# Glanzeffekt mit Illustrator erzeugen.



## smashheiser (21. März 2007)

Da ich mich noch nicht so gut mit Illustrator auskenn und ich beim suchen nicht fündig geworden bin, versuch ich es mal hier.

Wie kann man unter Illustrator einen Glanzeffekt erzeugen und gewölbte Flächen ähnlich wie bei Photoshop. 
Es muß in Illustrator schon erstellt werden, da das später ein Logo werden soll.
Nun weiß ich nicht ob man den Glanzeffekt auf normalen Briefpapier 80g/m² überhaupt sieht und wie dann am besten diesen Effekt realisiert.
Eine Möglichkeit wäre das über einen Stern und den entsprechend ausformen oder weiß noch jmd. eine andere und noch bessere Möglichkeit.
Achso, ich arbeite mit Illustrator 9.0 


Falls jemand ne gute Seite kennt oder mir so Tips geben kann, dann wäre ich sehr dankbar.

Cheers! 

Smashheiser


----------



## en-Tyrael (28. März 2007)

Das ganze geht im Illustrator auch nicht anders wie im Photoshop: Den Pfad deiner Form vll bei der Hälfte Cuten und die übriggebliebene Form (oberer Teil deines ausgangsshapes) mit weiß ggf mit einem helleren Farbton färben. Musst halt von der stärke der Spiegelung anpassen.
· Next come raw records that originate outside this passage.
PR #24, opened 2021-03-03
Updates version for all helm charts

puckpuck:
Honeycomb agent -> 2.1.2
Open-Telemetry Collector -> 0.21.0
Secure Tenancy -> 1.6.1

Chart versions were also bumped up accordingly.

Otel-collector 0.21 no longer has the queued_retry processor, subsequently it was removed from the default pipeline in the helm chart config.

### DIFF
--- a/opentelemetry-collector/templates/configmap.yaml
+++ b/opentelemetry-collector/templates/configmap.yaml
@@ -22,7 +22,6 @@ data:
         api_url: {{ .Values.honeycomb.apiHost }}
         dataset: {{ .Values.honeycomb.dataset }}
         sample_rate: {{ .Values.honeycomb.sample_rate }}
-        sample_rate_attribute: {{ .Values.honeycomb.sample_rate_attribute }}
     {{- if .Values.config.exporters }}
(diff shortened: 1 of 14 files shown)


opentelemetry-collector/templates/configmap.yaml
```diff
@@ -22,6 +22,7 @@ data:
         api_url: {{ .Values.honeycomb.apiHost }}
         dataset: {{ .Values.honeycomb.dataset }}
         sample_rate: {{ .Values.honeycomb.sample_rate }}
+        sample_rate_attribute: {{ .Values.honeycomb.sample_rate_attribute }}
```
McSick, line 25: Does this matter if the sample_rate_attribute by default is commented out?

puckpuck: It doesn't matter, a blank will be output, and the exporter's default will handle it, but I did want to remove the sample_rate_attribute property from this PR, and clearly I missed an entry.

McSick (approved):

PR #29, opened 2021-03-11
Automate chart releases

puckpuck:
This PR makes release Helm charts as simple as clicking the Merge button.

Currently releasing a chart requires someone to run a script, checkout gh-pages, copy some files, and issue a second PR.  If trying to release multiple charts at once, this requires more manual hand holding.

With the changes, all of that manual work goes away in the name of automation being a merge to main. Makes use of CircleCI automation and leverages the Helm [chart-releaser](https://github.com/helm/chart-releaser) utility to automate releases. 

When a merge to main is done: 
1. Will check for changes to any charts in the `charts/` folder
2. Generate Helm chart packages for changed charts
3. Publish chart packages as a GitHub release
4. Update the Helm repo on the `gh-pages` branch to reflect the new chart package

If a chart is updated, and the chart's version is not updated, the automation will fail and issue a notification.

The CircleCI project requires 3 environment variables to be setup:
- CR_TOKEN - a GitHub access token with permissions to create releases, and push to a branch
- GIT_EMAIL - the email address that will be associated with the release and helm repo update
- CHARTS_REPO - the url for the Helm charts repository -> `https://honeycombio.github.io/helm-charts`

Ich frag mich was dich davon abhält bei google "glanzeffekt illustrator" einzugeben 

http://bartelme.at/journal/archive/aqua_style_mit_illustrator/ hier mal grunsätzlich die "anatomie"


----------



## madaair (11. April 2007)

> Ich frag mich was dich davon abhält bei google "glanzeffekt illustrator" einzugeben



weil Fragen an richtige menschen viel mehr spass machen und die antworten manchmal besser verstanden werden...

ausserdem ist das forum ja dafür da


----------